> The problem
The entire listing below should be output exactly as it stands.

> Records for this exercise
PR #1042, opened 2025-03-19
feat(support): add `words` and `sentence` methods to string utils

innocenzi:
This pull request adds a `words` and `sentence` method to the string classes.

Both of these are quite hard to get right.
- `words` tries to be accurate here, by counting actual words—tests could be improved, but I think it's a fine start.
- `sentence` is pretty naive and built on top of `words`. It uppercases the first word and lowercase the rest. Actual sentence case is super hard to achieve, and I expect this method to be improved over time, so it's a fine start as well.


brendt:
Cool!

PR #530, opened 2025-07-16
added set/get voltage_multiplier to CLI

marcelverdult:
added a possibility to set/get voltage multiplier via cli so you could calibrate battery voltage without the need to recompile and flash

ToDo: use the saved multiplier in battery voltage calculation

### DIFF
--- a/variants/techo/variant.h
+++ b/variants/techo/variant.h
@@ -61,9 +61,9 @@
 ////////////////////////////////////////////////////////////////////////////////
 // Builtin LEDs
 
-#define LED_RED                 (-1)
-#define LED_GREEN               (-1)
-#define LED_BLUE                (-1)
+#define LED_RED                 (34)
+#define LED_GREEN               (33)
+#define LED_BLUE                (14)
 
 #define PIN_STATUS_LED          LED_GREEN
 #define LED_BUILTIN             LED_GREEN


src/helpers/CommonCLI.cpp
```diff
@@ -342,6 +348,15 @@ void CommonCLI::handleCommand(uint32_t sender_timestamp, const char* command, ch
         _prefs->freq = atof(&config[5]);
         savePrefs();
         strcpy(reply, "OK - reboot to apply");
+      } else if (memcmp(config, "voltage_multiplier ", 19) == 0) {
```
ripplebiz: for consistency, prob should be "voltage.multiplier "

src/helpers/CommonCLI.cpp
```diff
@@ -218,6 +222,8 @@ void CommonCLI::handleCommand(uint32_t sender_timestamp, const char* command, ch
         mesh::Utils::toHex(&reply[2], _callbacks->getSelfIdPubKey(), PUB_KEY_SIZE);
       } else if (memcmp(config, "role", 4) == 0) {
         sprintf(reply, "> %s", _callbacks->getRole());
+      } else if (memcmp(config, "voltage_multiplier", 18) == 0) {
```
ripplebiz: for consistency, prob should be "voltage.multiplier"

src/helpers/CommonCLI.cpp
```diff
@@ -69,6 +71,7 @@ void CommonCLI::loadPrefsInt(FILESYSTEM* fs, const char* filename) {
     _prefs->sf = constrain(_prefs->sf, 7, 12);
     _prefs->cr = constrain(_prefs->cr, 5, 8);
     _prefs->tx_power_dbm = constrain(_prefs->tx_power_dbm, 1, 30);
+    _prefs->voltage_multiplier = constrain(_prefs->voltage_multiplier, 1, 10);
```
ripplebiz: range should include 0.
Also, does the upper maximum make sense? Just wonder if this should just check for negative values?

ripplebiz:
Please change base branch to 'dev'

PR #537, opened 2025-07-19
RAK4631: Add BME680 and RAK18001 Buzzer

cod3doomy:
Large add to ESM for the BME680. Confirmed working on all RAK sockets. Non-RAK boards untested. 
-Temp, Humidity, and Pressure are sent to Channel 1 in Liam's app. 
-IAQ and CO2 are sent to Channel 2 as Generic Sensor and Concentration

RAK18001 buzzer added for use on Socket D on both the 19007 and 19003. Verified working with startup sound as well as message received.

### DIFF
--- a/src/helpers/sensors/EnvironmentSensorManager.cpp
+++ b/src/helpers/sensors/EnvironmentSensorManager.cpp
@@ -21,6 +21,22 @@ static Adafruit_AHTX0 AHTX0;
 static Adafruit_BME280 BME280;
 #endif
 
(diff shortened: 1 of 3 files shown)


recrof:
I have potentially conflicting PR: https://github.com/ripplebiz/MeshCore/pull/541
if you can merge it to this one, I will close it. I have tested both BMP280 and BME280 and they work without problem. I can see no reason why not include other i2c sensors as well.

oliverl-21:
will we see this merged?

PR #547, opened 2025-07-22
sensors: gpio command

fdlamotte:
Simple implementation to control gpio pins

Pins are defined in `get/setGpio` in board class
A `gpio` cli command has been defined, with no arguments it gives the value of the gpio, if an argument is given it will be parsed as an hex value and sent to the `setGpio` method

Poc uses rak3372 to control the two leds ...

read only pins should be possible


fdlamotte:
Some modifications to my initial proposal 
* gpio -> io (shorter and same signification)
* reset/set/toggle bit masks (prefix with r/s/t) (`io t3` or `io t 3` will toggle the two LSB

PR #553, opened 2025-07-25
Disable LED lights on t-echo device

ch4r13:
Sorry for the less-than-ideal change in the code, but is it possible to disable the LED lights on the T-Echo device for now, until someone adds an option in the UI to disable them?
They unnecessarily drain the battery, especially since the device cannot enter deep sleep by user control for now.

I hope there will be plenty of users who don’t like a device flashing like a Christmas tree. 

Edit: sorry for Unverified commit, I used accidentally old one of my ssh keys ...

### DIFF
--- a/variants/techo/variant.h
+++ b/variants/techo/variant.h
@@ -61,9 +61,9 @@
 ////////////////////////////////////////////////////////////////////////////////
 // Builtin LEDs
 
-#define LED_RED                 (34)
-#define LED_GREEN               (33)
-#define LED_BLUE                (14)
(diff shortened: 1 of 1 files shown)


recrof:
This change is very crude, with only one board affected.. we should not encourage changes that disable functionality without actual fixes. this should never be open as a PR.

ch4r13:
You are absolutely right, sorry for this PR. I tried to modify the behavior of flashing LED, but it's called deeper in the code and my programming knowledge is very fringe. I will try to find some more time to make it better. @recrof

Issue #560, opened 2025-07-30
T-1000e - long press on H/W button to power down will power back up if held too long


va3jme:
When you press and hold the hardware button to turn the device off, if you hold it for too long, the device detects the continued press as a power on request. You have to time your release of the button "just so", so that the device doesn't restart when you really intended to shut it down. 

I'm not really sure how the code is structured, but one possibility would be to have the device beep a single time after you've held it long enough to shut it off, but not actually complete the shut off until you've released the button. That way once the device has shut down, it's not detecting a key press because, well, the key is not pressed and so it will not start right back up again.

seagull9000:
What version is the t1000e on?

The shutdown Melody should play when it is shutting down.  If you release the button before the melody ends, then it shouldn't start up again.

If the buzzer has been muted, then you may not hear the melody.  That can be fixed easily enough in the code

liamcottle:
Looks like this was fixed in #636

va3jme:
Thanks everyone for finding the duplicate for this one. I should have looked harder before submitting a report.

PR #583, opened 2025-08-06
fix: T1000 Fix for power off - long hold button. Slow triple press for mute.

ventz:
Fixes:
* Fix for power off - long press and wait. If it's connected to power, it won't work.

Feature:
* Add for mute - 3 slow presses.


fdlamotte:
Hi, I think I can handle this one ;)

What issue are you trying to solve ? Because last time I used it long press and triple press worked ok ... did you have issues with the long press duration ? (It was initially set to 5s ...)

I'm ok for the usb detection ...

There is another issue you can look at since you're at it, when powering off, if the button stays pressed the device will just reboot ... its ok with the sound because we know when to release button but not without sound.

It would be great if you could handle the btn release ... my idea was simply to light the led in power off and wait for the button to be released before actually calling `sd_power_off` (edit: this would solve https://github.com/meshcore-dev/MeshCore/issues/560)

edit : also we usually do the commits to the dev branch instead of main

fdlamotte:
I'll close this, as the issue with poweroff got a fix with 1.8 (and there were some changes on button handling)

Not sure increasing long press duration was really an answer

> Solution to this task
PR #1042, opened 2025-03-19
feat(support): add `words` and `sentence` methods to string utils

innocenzi:
This pull request adds a `words` and `sentence` method to the string classes.

Both of these are quite hard to get right.
- `words` tries to be accurate here, by counting actual words—tests could be improved, but I think it's a fine start.
- `sentence` is pretty naive and built on top of `words`. It uppercases the first word and lowercase the rest. Actual sentence case is super hard to achieve, and I expect this method to be improved over time, so it's a fine start as well.


brendt:
Cool!

PR #530, opened 2025-07-16
added set/get voltage_multiplier to CLI

marcelverdult:
added a possibility to set/get voltage multiplier via cli so you could calibrate battery voltage without the need to recompile and flash

ToDo: use the saved multiplier in battery voltage calculation

### DIFF
--- a/variants/techo/variant.h
+++ b/variants/techo/variant.h
@@ -61,9 +61,9 @@
 ////////////////////////////////////////////////////////////////////////////////
 // Builtin LEDs
 
-#define LED_RED                 (-1)
-#define LED_GREEN               (-1)
-#define LED_BLUE                (-1)
+#define LED_RED                 (34)
+#define LED_GREEN               (33)
+#define LED_BLUE                (14)
 
 #define PIN_STATUS_LED          LED_GREEN
 #define LED_BUILTIN             LED_GREEN


src/helpers/CommonCLI.cpp
```diff
@@ -342,6 +348,15 @@ void CommonCLI::handleCommand(uint32_t sender_timestamp, const char* command, ch
         _prefs->freq = atof(&config[5]);
         savePrefs();
         strcpy(reply, "OK - reboot to apply");
+      } else if (memcmp(config, "voltage_multiplier ", 19) == 0) {
```
ripplebiz: for consistency, prob should be "voltage.multiplier "

src/helpers/CommonCLI.cpp
```diff
@@ -218,6 +222,8 @@ void CommonCLI::handleCommand(uint32_t sender_timestamp, const char* command, ch
         mesh::Utils::toHex(&reply[2], _callbacks->getSelfIdPubKey(), PUB_KEY_SIZE);
       } else if (memcmp(config, "role", 4) == 0) {
         sprintf(reply, "> %s", _callbacks->getRole());
+      } else if (memcmp(config, "voltage_multiplier", 18) == 0) {
```
ripplebiz: for consistency, prob should be "voltage.multiplier"

src/helpers/CommonCLI.cpp
```diff
@@ -69,6 +71,7 @@ void CommonCLI::loadPrefsInt(FILESYSTEM* fs, const char* filename) {
     _prefs->sf = constrain(_prefs->sf, 7, 12);
     _prefs->cr = constrain(_prefs->cr, 5, 8);
     _prefs->tx_power_dbm = constrain(_prefs->tx_power_dbm, 1, 30);
+    _prefs->voltage_multiplier = constrain(_prefs->voltage_multiplier, 1, 10);
```
ripplebiz: range should include 0.
Also, does the upper maximum make sense? Just wonder if this should just check for negative values?

ripplebiz:
Please change base branch to 'dev'

PR #537, opened 2025-07-19
RAK4631: Add BME680 and RAK18001 Buzzer

cod3doomy:
Large add to ESM for the BME680. Confirmed working on all RAK sockets. Non-RAK boards untested. 
-Temp, Humidity, and Pressure are sent to Channel 1 in Liam's app. 
-IAQ and CO2 are sent to Channel 2 as Generic Sensor and Concentration

RAK18001 buzzer added for use on Socket D on both the 19007 and 19003. Verified working with startup sound as well as message received.

### DIFF
--- a/src/helpers/sensors/EnvironmentSensorManager.cpp
+++ b/src/helpers/sensors/EnvironmentSensorManager.cpp
@@ -21,6 +21,22 @@ static Adafruit_AHTX0 AHTX0;
 static Adafruit_BME280 BME280;
 #endif
 
(diff shortened: 1 of 3 files shown)


recrof:
I have potentially conflicting PR: https://github.com/ripplebiz/MeshCore/pull/541
if you can merge it to this one, I will close it. I have tested both BMP280 and BME280 and they work without problem. I can see no reason why not include other i2c sensors as well.

oliverl-21:
will we see this merged?

PR #547, opened 2025-07-22
sensors: gpio command

fdlamotte:
Simple implementation to control gpio pins

Pins are defined in `get/setGpio` in board class
A `gpio` cli command has been defined, with no arguments it gives the value of the gpio, if an argument is given it will be parsed as an hex value and sent to the `setGpio` method

Poc uses rak3372 to control the two leds ...

read only pins should be possible


fdlamotte:
Some modifications to my initial proposal 
* gpio -> io (shorter and same signification)
* reset/set/toggle bit masks (prefix with r/s/t) (`io t3` or `io t 3` will toggle the two LSB

PR #553, opened 2025-07-25
Disable LED lights on t-echo device

ch4r13:
Sorry for the less-than-ideal change in the code, but is it possible to disable the LED lights on the T-Echo device for now, until someone adds an option in the UI to disable them?
They unnecessarily drain the battery, especially since the device cannot enter deep sleep by user control for now.

I hope there will be plenty of users who don’t like a device flashing like a Christmas tree. 

Edit: sorry for Unverified commit, I used accidentally old one of my ssh keys ...

### DIFF
--- a/variants/techo/variant.h
+++ b/variants/techo/variant.h
@@ -61,9 +61,9 @@
 ////////////////////////////////////////////////////////////////////////////////
 // Builtin LEDs
 
-#define LED_RED                 (34)
-#define LED_GREEN               (33)
-#define LED_BLUE                (14)
(diff shortened: 1 of 1 files shown)


recrof:
This change is very crude, with only one board affected.. we should not encourage changes that disable functionality without actual fixes. this should never be open as a PR.

ch4r13:
You are absolutely right, sorry for this PR. I tried to modify the behavior of flashing LED, but it's called deeper in the code and my programming knowledge is very fringe. I will try to find some more time to make it better. @recrof

Issue #560, opened 2025-07-30
T-1000e - long press on H/W button to power down will power back up if held too long


va3jme:
When you press and hold the hardware button to turn the device off, if you hold it for too long, the device detects the continued press as a power on request. You have to time your release of the button "just so", so that the device doesn't restart when you really intended to shut it down. 

I'm not really sure how the code is structured, but one possibility would be to have the device beep a single time after you've held it long enough to shut it off, but not actually complete the shut off until you've released the button. That way once the device has shut down, it's not detecting a key press because, well, the key is not pressed and so it will not start right back up again.

seagull9000:
What version is the t1000e on?

The shutdown Melody should play when it is shutting down.  If you release the button before the melody ends, then it shouldn't start up again.

If the buzzer has been muted, then you may not hear the melody.  That can be fixed easily enough in the code

liamcottle:
Looks like this was fixed in #636

va3jme:
Thanks everyone for finding the duplicate for this one. I should have looked harder before submitting a report.

PR #583, opened 2025-08-06
fix: T1000 Fix for power off - long hold button. Slow triple press for mute.

ventz:
Fixes:
* Fix for power off - long press and wait. If it's connected to power, it won't work.

Feature:
* Add for mute - 3 slow presses.


fdlamotte:
Hi, I think I can handle this one ;)

What issue are you trying to solve ? Because last time I used it long press and triple press worked ok ... did you have issues with the long press duration ? (It was initially set to 5s ...)

I'm ok for the usb detection ...

There is another issue you can look at since you're at it, when powering off, if the button stays pressed the device will just reboot ... its ok with the sound because we know when to release button but not without sound.

It would be great if you could handle the btn release ... my idea was simply to light the led in power off and wait for the button to be released before actually calling `sd_power_off` (edit: this would solve https://github.com/meshcore-dev/MeshCore/issues/560)

edit : also we usually do the commits to the dev branch instead of main

fdlamotte:
I'll close this, as the issue with poweroff got a fix with 1.8 (and there were some changes on button handling)

Not sure increasing long press duration was really an answer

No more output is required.